UBI and the Promise of Technological Progress
The average middle class person alive today leads a life as luxurious only the royalty could in the past. All the best food of the entire world is availabe at our fingertips. We can travel to far flung destinations for holidays on a whim. We have vibrant social lives and have access to any entertainment we can dream of at the press of a button. Anyone in a developed country now has access to education available only to the aristocracy of old. In many ways, we live far better than even the richest emperor of the ancient world ever could. We’ve cured diseases that regularly killed both kings and commoners alike. We can travel farther in a single day on an airplane than anyone in the entire history of the ancient world had traveled in their lifetime. We can communicate across the planet in under a second.
Afterall, this is the promise of technological progress - that every person can live a life that only the nobility of past was entitled to. In so many ways we’ve already achieved this, except for 1 final massive, glaring hole: the nobility of the past didn’t need to work.
The true potential of technoligical progress, then, is to create a world where everyone is free to pursue their interests without needing to work just to make ends meet. Back in the 1930s, the economist John Maynard Keynes famously predicted that as everyone becomes more productive, we’d move to a 15 hour work week. The productivity he envisioned did materialize, but we just kept working more and more regardless. This, I feel, is where Univeral Basic Income, or UBI, has the potential to finally make good on that original promise of technolical development and free us from the need to work.
What is Universal Basic Income?
UBI is the idea of the government giving a sum of money to every citizen each month. This money would be unconditional, so if doesn’t matter if you’re actively working or not, you’ll receive a basic income you can use to for your living expenses. You can continue to work, of course, and make supplemental income on top of what UBI provides, or not, as you see fit.

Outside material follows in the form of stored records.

PR #824, opened 2019-10-31
Decreasing required memory

schubi2:
Replacing old Pkg.ResolvableProperties()and Pkg.ResolvabeDependencies() calls by Y2Packager::Resolvable.any? and Y2Packager::Resolvable.find in order to save memory.

### DIFF
--- a/src/lib/installation/clients/inst_addon_update_sources.rb
+++ b/src/lib/installation/clients/inst_addon_update_sources.rb
@@ -27,6 +27,9 @@
 # Assumptions:
 # - the sources will be saved afterwards
 # (this means that running this client alone will not work)
+
+require "y2packager/resolvable"
+
 module Yast
   class InstAddonUpdateSourcesClient < Client
     def main
@@ -152,10 +155,10 @@ module Yast
     # @return the installation sources to be added
     def UpdateUrls
       urls = {}
-      products = Pkg.ResolvableProperties("", :product, "")
+      products = Y2Packager::Resolvable.find(kind: :product)
 
       Builtins.foreach(products) do |p|
-        Builtins.foreach(Ops.get_list(p, "update_urls", [])) do |u|
+        Builtins.foreach((p.update_urls || [])) do |u|
           # bnc #542792
           # Repository name must be generated from product details
           Ops.set(
@@ -163,16 +166,8 @@ module Yast
             u,
             Builtins.sformat(
               _("Updates for %1 %2"),
-              Ops.get_locale(
-                p,
-                "display_name",
-                Ops.get_locale(
-                  p,
-                  "name",
-                  Ops.get_locale(p, "summary", _("Unknown Product"))
-                )
-              ),
-              Ops.get_string(p, "version", "")
+              (p.display_name || p.name || p.summary || _("Unknown Product")),
+              p.version
             )
           )
           # alias should be simple (bnc#768624)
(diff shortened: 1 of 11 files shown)


src/modules/ImageInstallation.rb
```diff
@@ -1273,28 +1273,28 @@ def ProceedWithSelected(one_object, one_type)
...
-          resolvable_properties
+          resolvable_properties.map(&:name)
         )
       end
 
       # Leave only already installed (and matching the same architecture)
       resolvable_properties = Builtins.filter(resolvable_properties) do |one_resolvable|
-        Ops.get_symbol(one_resolvable, "status", :unknown) == :installed &&
-          Ops.get_string(one_resolvable, "arch", "") == arch
+        one_resolvable.status == :installed &&
```
lslezak: I'd move this filtering directly to the `Resolvable.find` arguments above.

src/modules/ImageInstallation.rb
```diff
@@ -1273,28 +1273,28 @@ def ProceedWithSelected(one_object, one_type)
...
+          one_resolvable.arch == arch
       end
 
       if ThisIsADebugMode()
-        Builtins.y2milestone("Resolvables installed: %1", resolvable_properties)
+        Builtins.y2milestone("Resolvables installed: %1", resolvable_properties.map(&:name))
```
lslezak: I'd completely remove `ThisIsADebugMode()` and use `log.debug` here.

src/modules/ImageInstallation.rb
```diff
@@ -1349,43 +1349,41 @@ def RestoreAllChanges
       @generic_set_progress.call(id, 0) if !@generic_set_progress.nil?
 
       Builtins.foreach(@all_supported_types) do |one_type|
```
lslezak: NP I was thinking about a complete refactoring of this but as we do not install images anymore we could probably drop it. And that's out of scope here...

src/lib/installation/clients/inst_addon_update_sources.rb
```diff
@@ -152,41 +155,32 @@ def KnownUrls
...
-      products = Pkg.ResolvableProperties("", :product, "")
+      products = Y2Packager::Resolvable.find(kind: :product)
 
       Builtins.foreach(products) do |p|
-        Builtins.foreach(Ops.get_list(p, "update_urls", [])) do |u|
+        Builtins.foreach(p.update_urls) do |u|
           # bnc #542792
           # Repository name must be generated from product details
+          p_name =
+            [p.display_name, p.name, p.summary, _("Unknown Product")].reject(&:empty?).first
```
imobachgs: I am starting to think that we should extend [Y2Packager::Resolvable](https://github.com/yast/yast-packager/blob/a58eb3ccda478a5908fb7d1e3bf4c65b64ce1bd6/src/lib/y2packager/resolvable.rb) with a `#human_name` or something similar.

src/lib/installation/clients/inst_addon_update_sources.rb
```diff
@@ -152,41 +155,32 @@ def KnownUrls
...
-                  Ops.get_locale(p, "summary", _("Unknown Product"))
-                )
-              ),
-              Ops.get_string(p, "version", "")
+              p_name,
+              p.version
             )
           )
           # alias should be simple (bnc#768624)
+          p_alias = [p.display_name, p.name, "repo"].reject(&:empty?).first
```
imobachgs: ... and an `#alias` method :)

UBI is often sold as being a way to address upcoming technological upheaval and job losses, for instance by US presidential candidate Andrew Yang, but I feel it’s a much more powerful concept than that. Rather than just acting as a safety net for job losses, UBI can make it possible for all people in society to pursue what interests them without needing to worry about losing their home or not being able to afford food if it doesn’t work out. It would create a much more compassionate world as a result, with a guaranteed minimum standard of living that’s still acceptable no matter what. And, most of all, it could finally deliver on that last remaining aspiration of technological progress: that we can all live as the nobility of old used to, and not need to work. In the future, we may look back on today and be appalled that we used to have to work just to afford the basics of life.